===== Information given =====

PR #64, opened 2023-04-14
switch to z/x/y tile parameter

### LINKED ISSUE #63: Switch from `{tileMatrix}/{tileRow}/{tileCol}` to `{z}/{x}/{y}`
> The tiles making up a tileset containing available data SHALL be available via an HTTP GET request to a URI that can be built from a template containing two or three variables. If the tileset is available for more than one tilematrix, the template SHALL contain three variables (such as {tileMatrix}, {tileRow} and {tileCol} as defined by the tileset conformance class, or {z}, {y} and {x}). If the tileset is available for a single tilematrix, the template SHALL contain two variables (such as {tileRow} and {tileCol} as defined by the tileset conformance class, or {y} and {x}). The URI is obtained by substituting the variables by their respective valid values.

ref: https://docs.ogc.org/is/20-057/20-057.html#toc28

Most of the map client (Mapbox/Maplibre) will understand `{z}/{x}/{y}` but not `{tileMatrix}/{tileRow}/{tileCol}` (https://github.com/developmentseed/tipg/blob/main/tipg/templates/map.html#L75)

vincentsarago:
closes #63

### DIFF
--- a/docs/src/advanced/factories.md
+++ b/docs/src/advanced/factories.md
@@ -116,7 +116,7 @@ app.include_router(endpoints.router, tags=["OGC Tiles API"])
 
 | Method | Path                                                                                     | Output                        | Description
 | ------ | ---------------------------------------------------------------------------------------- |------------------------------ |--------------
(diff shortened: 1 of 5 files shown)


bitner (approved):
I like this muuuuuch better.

=====
===== Information given =====

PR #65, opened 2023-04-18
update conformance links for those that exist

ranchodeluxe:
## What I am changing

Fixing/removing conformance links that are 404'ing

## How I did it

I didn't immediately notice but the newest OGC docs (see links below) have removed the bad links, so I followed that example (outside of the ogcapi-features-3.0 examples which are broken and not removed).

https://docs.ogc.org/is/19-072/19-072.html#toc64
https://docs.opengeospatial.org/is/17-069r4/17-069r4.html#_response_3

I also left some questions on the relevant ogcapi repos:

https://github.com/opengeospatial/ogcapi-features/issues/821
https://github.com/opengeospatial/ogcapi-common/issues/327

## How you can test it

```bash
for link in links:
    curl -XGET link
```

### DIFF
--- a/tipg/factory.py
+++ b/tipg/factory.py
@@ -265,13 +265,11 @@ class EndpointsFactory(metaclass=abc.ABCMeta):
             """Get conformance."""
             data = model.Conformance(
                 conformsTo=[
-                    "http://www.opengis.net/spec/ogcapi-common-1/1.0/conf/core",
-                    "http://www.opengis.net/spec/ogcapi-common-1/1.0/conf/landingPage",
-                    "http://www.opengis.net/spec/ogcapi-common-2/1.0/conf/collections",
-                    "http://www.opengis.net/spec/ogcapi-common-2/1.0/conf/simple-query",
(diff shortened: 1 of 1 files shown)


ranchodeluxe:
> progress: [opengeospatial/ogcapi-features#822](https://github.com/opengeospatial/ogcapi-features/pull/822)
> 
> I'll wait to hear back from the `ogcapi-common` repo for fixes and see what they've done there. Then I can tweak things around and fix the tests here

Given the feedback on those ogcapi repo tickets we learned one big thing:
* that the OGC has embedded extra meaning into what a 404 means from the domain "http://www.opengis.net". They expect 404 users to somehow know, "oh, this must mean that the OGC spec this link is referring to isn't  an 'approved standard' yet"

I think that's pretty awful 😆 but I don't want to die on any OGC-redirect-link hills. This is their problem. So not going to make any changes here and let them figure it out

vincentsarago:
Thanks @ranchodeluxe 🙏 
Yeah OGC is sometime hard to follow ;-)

=====

▶ **Requirement**
In the material above, locate the line containing "update conformance links for those that exist" and the line containing "## How I did it". Transcribe exactly those two lines and every line between them, and nothing more.

▶ **Solution**
update conformance links for those that exist

ranchodeluxe:
## What I am changing

Fixing/removing conformance links that are 404'ing

## How I did it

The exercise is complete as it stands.